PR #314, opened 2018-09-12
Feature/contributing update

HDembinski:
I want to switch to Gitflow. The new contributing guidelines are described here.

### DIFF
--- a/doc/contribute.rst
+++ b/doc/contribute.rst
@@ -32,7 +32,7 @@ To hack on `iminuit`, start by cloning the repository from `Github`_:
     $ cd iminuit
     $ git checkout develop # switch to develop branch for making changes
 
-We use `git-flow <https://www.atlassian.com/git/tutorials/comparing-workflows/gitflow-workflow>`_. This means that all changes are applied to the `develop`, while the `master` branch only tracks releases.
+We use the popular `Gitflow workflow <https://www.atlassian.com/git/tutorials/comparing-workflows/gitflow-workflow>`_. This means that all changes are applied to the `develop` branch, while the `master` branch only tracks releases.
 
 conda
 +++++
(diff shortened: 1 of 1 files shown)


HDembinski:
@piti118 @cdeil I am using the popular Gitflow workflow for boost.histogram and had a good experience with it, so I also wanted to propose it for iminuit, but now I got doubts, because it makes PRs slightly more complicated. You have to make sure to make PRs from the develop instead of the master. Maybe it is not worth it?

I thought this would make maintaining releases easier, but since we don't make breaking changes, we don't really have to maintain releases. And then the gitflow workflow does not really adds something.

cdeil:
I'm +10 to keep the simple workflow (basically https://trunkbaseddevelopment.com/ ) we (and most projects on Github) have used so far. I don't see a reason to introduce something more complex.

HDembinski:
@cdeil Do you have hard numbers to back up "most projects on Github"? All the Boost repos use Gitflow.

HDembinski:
···
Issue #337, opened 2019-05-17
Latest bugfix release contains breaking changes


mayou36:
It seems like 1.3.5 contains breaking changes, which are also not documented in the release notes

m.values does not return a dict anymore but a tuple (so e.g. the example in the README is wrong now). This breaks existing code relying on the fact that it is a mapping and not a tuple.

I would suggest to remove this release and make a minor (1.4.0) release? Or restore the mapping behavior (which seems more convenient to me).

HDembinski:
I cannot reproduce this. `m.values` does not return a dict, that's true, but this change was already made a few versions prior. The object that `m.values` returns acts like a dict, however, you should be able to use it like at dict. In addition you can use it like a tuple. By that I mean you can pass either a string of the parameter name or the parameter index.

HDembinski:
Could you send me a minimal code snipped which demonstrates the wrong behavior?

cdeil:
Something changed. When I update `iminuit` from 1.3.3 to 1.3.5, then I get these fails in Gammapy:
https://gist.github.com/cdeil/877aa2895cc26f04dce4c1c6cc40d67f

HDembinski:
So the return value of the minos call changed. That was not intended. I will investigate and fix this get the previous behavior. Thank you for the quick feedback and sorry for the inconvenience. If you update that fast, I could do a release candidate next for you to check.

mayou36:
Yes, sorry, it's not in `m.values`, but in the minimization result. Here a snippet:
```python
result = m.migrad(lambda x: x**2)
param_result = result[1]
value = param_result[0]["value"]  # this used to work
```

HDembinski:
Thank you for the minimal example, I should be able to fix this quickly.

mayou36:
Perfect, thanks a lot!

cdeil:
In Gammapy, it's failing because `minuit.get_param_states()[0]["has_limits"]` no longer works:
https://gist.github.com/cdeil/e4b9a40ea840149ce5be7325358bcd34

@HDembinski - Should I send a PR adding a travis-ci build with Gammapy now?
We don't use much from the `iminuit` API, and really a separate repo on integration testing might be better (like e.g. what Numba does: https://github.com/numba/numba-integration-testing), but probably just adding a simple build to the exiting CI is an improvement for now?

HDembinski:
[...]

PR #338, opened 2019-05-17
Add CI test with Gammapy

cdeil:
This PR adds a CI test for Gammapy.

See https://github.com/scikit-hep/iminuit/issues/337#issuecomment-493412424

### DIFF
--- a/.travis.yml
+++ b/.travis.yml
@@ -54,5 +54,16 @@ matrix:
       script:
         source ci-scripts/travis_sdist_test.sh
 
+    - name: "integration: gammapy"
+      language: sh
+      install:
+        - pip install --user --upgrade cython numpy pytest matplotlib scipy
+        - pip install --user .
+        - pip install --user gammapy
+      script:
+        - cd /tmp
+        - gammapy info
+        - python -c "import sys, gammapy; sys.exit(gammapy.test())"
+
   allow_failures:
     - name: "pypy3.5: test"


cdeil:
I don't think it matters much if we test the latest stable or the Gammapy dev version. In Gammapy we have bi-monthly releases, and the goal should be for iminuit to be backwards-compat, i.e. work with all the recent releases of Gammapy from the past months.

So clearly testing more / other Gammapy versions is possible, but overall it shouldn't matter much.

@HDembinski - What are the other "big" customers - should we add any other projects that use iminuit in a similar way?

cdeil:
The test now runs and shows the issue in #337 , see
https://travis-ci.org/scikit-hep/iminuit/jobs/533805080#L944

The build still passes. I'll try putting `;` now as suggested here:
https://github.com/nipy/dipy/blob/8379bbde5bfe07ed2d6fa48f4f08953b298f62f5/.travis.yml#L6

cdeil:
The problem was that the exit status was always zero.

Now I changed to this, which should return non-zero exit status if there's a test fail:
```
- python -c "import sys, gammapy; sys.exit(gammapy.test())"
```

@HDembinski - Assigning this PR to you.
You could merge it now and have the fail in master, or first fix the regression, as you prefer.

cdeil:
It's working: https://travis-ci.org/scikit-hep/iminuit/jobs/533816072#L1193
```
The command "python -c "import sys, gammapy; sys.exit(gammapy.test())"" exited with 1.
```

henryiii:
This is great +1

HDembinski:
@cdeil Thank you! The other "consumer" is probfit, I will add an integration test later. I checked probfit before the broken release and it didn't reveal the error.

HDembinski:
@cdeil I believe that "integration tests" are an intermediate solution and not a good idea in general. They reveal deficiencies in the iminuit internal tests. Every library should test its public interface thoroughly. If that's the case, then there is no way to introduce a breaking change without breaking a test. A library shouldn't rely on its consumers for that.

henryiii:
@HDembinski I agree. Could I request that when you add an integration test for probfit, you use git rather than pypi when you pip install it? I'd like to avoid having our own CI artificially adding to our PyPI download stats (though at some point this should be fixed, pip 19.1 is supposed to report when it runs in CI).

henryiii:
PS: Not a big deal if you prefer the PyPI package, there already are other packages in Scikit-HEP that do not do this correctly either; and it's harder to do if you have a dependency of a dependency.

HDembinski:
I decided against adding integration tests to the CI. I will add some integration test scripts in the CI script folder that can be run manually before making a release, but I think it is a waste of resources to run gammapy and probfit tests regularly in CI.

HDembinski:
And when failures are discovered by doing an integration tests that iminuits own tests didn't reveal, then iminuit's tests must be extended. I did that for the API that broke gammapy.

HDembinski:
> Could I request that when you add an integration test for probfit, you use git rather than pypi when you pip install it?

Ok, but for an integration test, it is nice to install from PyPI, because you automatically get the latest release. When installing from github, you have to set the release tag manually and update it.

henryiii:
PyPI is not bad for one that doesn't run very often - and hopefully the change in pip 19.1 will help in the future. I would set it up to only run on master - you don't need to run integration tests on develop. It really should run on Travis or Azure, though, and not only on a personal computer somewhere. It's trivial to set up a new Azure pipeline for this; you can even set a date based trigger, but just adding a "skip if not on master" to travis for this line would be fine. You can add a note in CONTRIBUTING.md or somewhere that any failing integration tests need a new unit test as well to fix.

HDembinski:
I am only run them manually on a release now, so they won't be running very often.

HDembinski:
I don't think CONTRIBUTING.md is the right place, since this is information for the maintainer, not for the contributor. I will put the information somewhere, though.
···
What lines above mention "request"? Copy each one.

@HDembinski I agree. Could I request that when you add an integration test for probfit, you use git rather than pypi when you pip install it? I'd like to avoid having our own CI artificially adding to our PyPI download stats (though at some point this should be fixed, pip 19.1 is supposed to report when it runs in CI).
> Could I request that when you add an integration test for probfit, you use git rather than pypi when you pip install it?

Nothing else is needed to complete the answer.